+++ Task inputs +++

Issue #1008, opened 2023-04-04
Print memory regions as `[..)`


lsf37:
At boot time we print memory regions as `[a..b]` even though `b` is not included in the interval.

This has confused me a number of times in the past, I suspect it is the same for others.

Correct [interval notation](https://en.wikipedia.org/wiki/Interval_(mathematics)#Notations_for_intervals) would be `[a..b)`.

PR #1497, opened 2025-07-28
boot: check for size_bits=0 before calculating BIT(size_bits)

midnightveil:
This would previously create regions that were off-by-1 on the upper end with addresses such as 0x40001. This seems to have been fine, and just created an extra unnecessary memory region covering the extra bootinfo memory. But at the same time this was inconsistent with e.g. calculate_rootserver_size() which contained the check:

  size += extra_bi_size_bits > 0 ? BIT(extra_bi_size_bits) : 0;

and this created issues when I was experimenting with some boot code changes as the bootinfo size accounting was inconsistent.

### DIFF
--- a/include/kernel/boot.h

+++

__Goal of the exercise__
Skip every line before the one containing "size += extra_bi_size_bits". Retype that line and the rest through the last one exactly as they stand in the listing.

__Task result__
  size += extra_bi_size_bits > 0 ? BIT(extra_bi_size_bits) : 0;

and this created issues when I was experimenting with some boot code changes as the bootinfo size accounting was inconsistent.

### DIFF
--- a/include/kernel/boot.h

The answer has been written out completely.